In addition to the low- and mid-level features used to obtain feature information, as well as selecting scene types for soundscape construction under different application requirements, the retrieval and aggregation of sound data are also crucial for soundscape construction. Therefore, a high-level feature layer includes the aggregation of a certain scene element as its core. In practical applications, retrieval and aggregation solutions that meet multiple perspectives and conditions are needed. Therefore, based on geographical scene cognition, this study proposes taking a certain scene element as the core for aggregation under a unified spatiotemporal framework and the construction of a global scene with high-level features corresponding to a complete geo-soundscape. For example, using the time element as the core, we can aggregate all the audio at 23:00 on 7 May 2024; using the place element as the core, we can aggregate all the audio on the east side of a certain building; using the character element as the core, we can aggregate all the audio of Lucy; using the thing element as the core, we can aggregate all the audio of a certain car horn; using the event element as the core, we can aggregate all the audio of a certain earthquake disaster event; and using the phenomenon element as the core, we can aggregate all the audio of a certain torrential downpour.

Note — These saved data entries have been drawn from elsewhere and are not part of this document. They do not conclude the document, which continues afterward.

PR #6541, opened 2026-03-05
Go async for TileReceiver on the watch

TimoPtr:
## Summary

In order to attempt to reduce the number of ANR, I'm proposing to move the TileReceiver action to a dedicated coroutineScope and `lauchAsync` to make sure it complete under 30s.

I suppose that the current ANRs are caused by server not accessible for multiple reason
- watch bad network
- server not reachable
- ...

In any case not being able to perform the action under 30s is probably something that we should stop.

⚠️ this is quite a change since today it would simply wait that the whole process finish, meaning potentially test all the webhook URLs.

I decided to move the haptic after the success so it gives an idea to the user if it succeed or not. But that might be a bad idea since now he doesn't know that the action was took in consideration. I was thinking about adding an error vibration pattern but it is not something users are used too.

I'm open to discussion on this. 

Screenshot 2026-03-05 at 14 42 52
(For the last 7 days)

image
(For the last 60 days)

## Checklist

## Any other notes

Based on https://github.com/home-assistant/android/pull/6467

### DIFF
--- a/wear/src/main/kotlin/io/homeassistant/companion/android/tiles/TileActionReceiver.kt
+++ b/wear/src/main/kotlin/io/homeassistant/companion/android/tiles/TileActionReceiver.kt
@@ -32,16 +32,21 @@ class TileActionReceiver : BroadcastReceiver() {
         if (entityId != null) {
             launchAsync(receiverScope) {
                 val hasHapticFeedback = wearPrefsRepository.getWearHapticFeedback()
+
+                if (hasHapticFeedback) hapticClick(context)
+
                 try {
                     onEntityPressedWithoutState(
                         entityId = entityId,
                         integrationRepository = serverManager.integrationRepository(),
                     )
-                    if (hasHapticFeedback) hapticClick(context)
                 } catch (e: CancellationException) {
                     throw e
                 } catch (e: Exception) {
-                    Timber.e(e, "Cannot call tile service")
+                    Timber.e(
+                        e,
+                        "Failed to call integration entity action for entityId=$entityId from TileActionReceiver",
+                    )
                 }
             }
         }


jpelgrom:
> I decided to move the haptic after the success so it gives an idea to the user if it succeed or not. But that might be a bad idea since now he doesn't know that the action was took in consideration.

At least in my testing, this resulted in a worse UX. The haptics is as feedback to indicate the app registered your touch (it's a small watch screen, nice to get confirmation). Networking on Wear OS can take a while and waiting seconds before getting haptic feedback feels disconnected.

> I was thinking about adding an error vibration pattern but it is not something users are used too.

Maybe not used to it but there is a constant (default haptic pattern) for [REJECT](https://developer.android.com/reference/android/view/HapticFeedbackConstants#REJECT) "A haptic effect to signal the (...) failure of a user interaction.", and iOS has [similar](https://developer.apple.com/design/human-interface-guidelines/playing-haptics#Notification) [patterns](https://developer.apple.com/design/human-interface-guidelines/playing-haptics#watchOS) for warning/error.

jpelgrom:
@TimoPtr I see multiple pushes but think you haven't addressed (any reply: agree or disagree) my comment on moving the haptic feedback yet.

TimoPtr:
> @TimoPtr I see multiple pushes but think you haven't addressed (any reply: agree or disagree) my comment on moving the haptic feedback yet.

Not yet, that was one of my next thing. I didn't focus on this one since it was not a high priority TBH.

TimoPtr:
I decided to bring it back to what it was so we don't introduce a change here (even if the change of Dispatcher might introduce a very small delay).

jpelgrom:
> I decided to bring it back to what it was 

I don't follow - previously haptic happened before the network call but now it waits for the network call to complete? `onEntityPressedWithoutState` is a suspending function while network is happening.

TimoPtr:
> > I decided to bring it back to what it was
> 
> I don't follow - previously haptic happened before the network call but now it waits for the network call to complete? `onEntityPressedWithoutState` is a suspending function while network is happening.

I forgot to push now it should be ok.

PR #6542, opened 2026-03-05
Update coroutine usage in ComplicationReceiver

TimoPtr:
## Summary

Change the coroutine usage in complication receiver since it is mostly not needed anymore. I was even wondering if we really need to check if a server is registered if not we can remove the coroutine completely. 

## Checklist

## Any other notes

Based on https://github.com/home-assistant/android/pull/6467


jpelgrom:
>  I was even wondering if we really need to check if a server is registered if not we can remove the coroutine completely.

If the check is moved to `EntityStateDataSourceService`, it could be removed here. But I'd argue that this receiver is a lot lighter (less things to inject than the service) so best to stop early in this receiver instead of the service.

PR #6552, opened 2026-03-07
Skip insecure connection prompt when Home Assistant Cloud is active

tmmueller:
## Summary

When a user has Home Assistant Cloud enabled for external access, the app should not prompt them about insecure (HTTP) connections for the external URL, because the cloud URL (always HTTPS) is used instead.

Previously, hasPlainTextUrl in ServerConnectionInfo checked all configured URLs including the external URL, even when Cloud was active. This caused an unnecessary security prompt on startup asking the user to allow insecure connections.

This change excludes the external URL from the HTTP check when useCloud is true and a cloud URL is available. If the user later disables Cloud, the prompt will correctly reappear.

## Checklist

- [x] New or updated tests have been added to cover the changes following the testing guidelines.
- [x] The code follows the project's code style and best practices.
- [x] Changes are backward compatible whenever feasible.

## Any other notes

The fix inlines the cloud URL check rather than referencing the canUseCloud property due to Kotlin data class property initialization order.

### DIFF
--- a/common/src/main/kotlin/io/homeassistant/companion/android/database/server/ServerConnectionInfo.kt
+++ b/common/src/main/kotlin/io/homeassistant/companion/android/database/server/ServerConnectionInfo.kt
@@ -119,13 +119,13 @@ data class ServerConnectionInfo(
     }
 
     /**
-     * Checks if any of the actively used URLs use plain HTTP (non-HTTPS).
+     * Checks if any of the configured URLs use plain HTTP (non-HTTPS).
      *
      * When Home Assistant Cloud is enabled ([useCloud] is `true` and [cloudUrl] is available),
      * the [externalUrl] is excluded from this check because the app will use the cloud URL
      * for external connections instead.
      *
-     * @return `true` if any actively used URL uses HTTP
+     * @return `true` if any checked URL uses HTTP
      */
     @Ignore
     val hasPlainTextUrl: Boolean = listOfNotNull(


jpelgrom:
This behavior is somewhat intentional - the app still knows that you have a HTTP URL and you need to make a choice. Until you do it [may be still be used automatically](https://github.com/home-assistant/android/blob/75bf916fb6fdd8731fc3b602d277c0fb0a21c7f3/common/src/main/kotlin/io/homeassistant/companion/android/common/data/servers/ServerConnectionStateProviderImpl.kt#L97), and if you were to stop using cloud the app would switch back automaticaly.

You're not the first person to notice that this question is somewhat [unexpected](https://discord.com/channels/330944238910963714/1346948551892009101/1452967234275115041) however. Note that there is also a pending change to the text in this screen in #6509 which aims to reduce confusion.

I'm not in favor of this change, maybe defaulting this to disallow insecure connections by default is the way forward in the future once we've given people enough time to migrate/update. @TimoPtr what are your thoughts here?

tmmueller:
In my case, only the external URL had HTTP, and it would never be used because Home Assistant Cloud was enabled. The settings page didn't even show the external URL. To stop it from pestering me every time I opened the app, I had to disable Home Assistant Cloud, change the external URL, and re-enable Home Assistant Cloud. No text change is going to make that clear.

TimoPtr:
> In my case, only the external URL had HTTP, and it would never be used because Home Assistant Cloud was enabled. The settings page didn't even show the external URL. To stop it from pestering me every time I opened the app, I had to disable Home Assistant Cloud, change the external URL, and re-enable Home Assistant Cloud. No text change is going to make that clear.

Why not pick `Most secure`? If you had done so you wouldn't have seen the screen anymore? Like @jpelgrom mentioned this is intentional currently since if you ever have an issue cloud it is going to fallback to external and we don't want people to make an HTTP call and not being aware of it.

I'm going to close the PR since that is the behavior we want. Let's open an issue if the Most secure option is not working for you.

tmmueller:
@TimoPtr &  @jpelgrom If it's falling back to the external URL even though the settings page doesn't show that URL anywhere (because I have Home Assistant Cloud enabled), I would consider that a major security flaw. I don't want it to use an unsecure connection _ever_. Allowing the "Most secure" option to use an unencrypted URL that is hidden in the settings is not secure. I can open an issue, but I wanted to make sure I'm understanding this correctly first.

tmmueller:
For that matter, it sounds like the issue is not limited to HTTP/HTTPS. It is a problem for the app to fall back to an external URL that the settings page does not display. What if I had previously tested with some entirely different server as my external URL? When I enable Home Assistant Cloud, it hides the external URL, implying that it will no longer be used. If that's not the case, that's a problem.

With Home Assistant Cloud disabled, it is clear that it will use this URL:
image

With Home Assistant Cloud enabled, I cannot see the external URL at all, and there is no indication that it will use one:
image

TimoPtr:
We could display the URL still indeed. This screen could benefits from a refresh using the new composable components we've made too, if you want to look at it 🙏🏻.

  3.4. MPEG-7 Basic Framework and Its Inheritance Relationship by Geo-MPEG-7
To facilitate expansion, MPEG-7 defines only a root element, named MPEG7, an optional top-level sub-element (DescriptionUnit or Description), and an abstract top-level sub-element category. Therefore, users can extend and modify the top-level sub-elements by inheriting and implementing the top-level sub-element category. The DescriptionUnit can represent part of the multimedia content information using any type defined in the MPEG-7 framework, while the Description is a complete description of the multimedia content using the abstract type “CompleteDescriptionType”. As 
Figure 6 shows, this study selects the descendant types of the abstract type “CompleteDescriptionType” of the “Description” node for inheritance and expansion.
As 
Figure 7 shows, “CompleteDescriptionType” and its subclass “ContentDescriptionType” are abstract classes that cannot be used directly. The two define a series of description information and sensory information about the audio metadata, including description metadata (DescriptionMetadata), relationships between defined description element types (Relationships), the order in which instances appear (OrderingKey), and users’ emotional feedback to multimedia content (Affective), which are optional types that do not need to be implemented.
As 
Figure 8 shows, “ContentEntityType” is an instantiable type that inherits from “CompleteDescriptionType”. Its defined child node, “MultimediaContent”, is defined using the abstract type “MultimediaContentType” and relies on the instantiable classes that it inherits to populate it. These classes express audio content characteristics using a general audio description framework and application-specific tools.
As “MultimediaContent” is an element node that describes the information related to multimedia content, “ContentEntityType” (the parent class of “MultimediaContentType”) is selected to expand the description information of non-multimedia content (e.g., microphone features, environmental parameters characteristics) and extend the type inheritance, as 
Figure 9 shows. This implies that when the Geo-MPEG-7 class was instantiated, the MPEG-7 content was completely included in the Geo-MPEG-7 framework.
  3.5. Geo-MPEG-7
The design of Geo-MPEG-7 in this study continues the MPEG-7 architecture. To facilitate the subsequent expansion, each node was defined differently. For ease of reading, the designed XSD is organized into six files (see “
https://github.com/lgnzgxl/Geo-MPEG-7 (accessed on 15 January 2025)”): basic; low-, mid-, and high-level feature layers; Geo-MPEG-7 overall structure type; and Geo-MPEG-7 inheritance nodes. The definition of the basic type is mainly expanded to basic data types, including simple element types with added attributes or limited value ranges, such as coordinates, trajectories, geometry, time periods, Euler angles, temperature, and humidity, and complex element types consisting of a series of elements and attributes, such as geographical semantics, spatial location, geometrical forms, attribute characteristics, element relationships, evolutionary processes, and action mechanisms. For convenience, several simple basic attributes were defined.
As 
Figure 10 shows, the element types expanded by Geo-MPEG-7 include three levels of feature layers: low, mid, and high.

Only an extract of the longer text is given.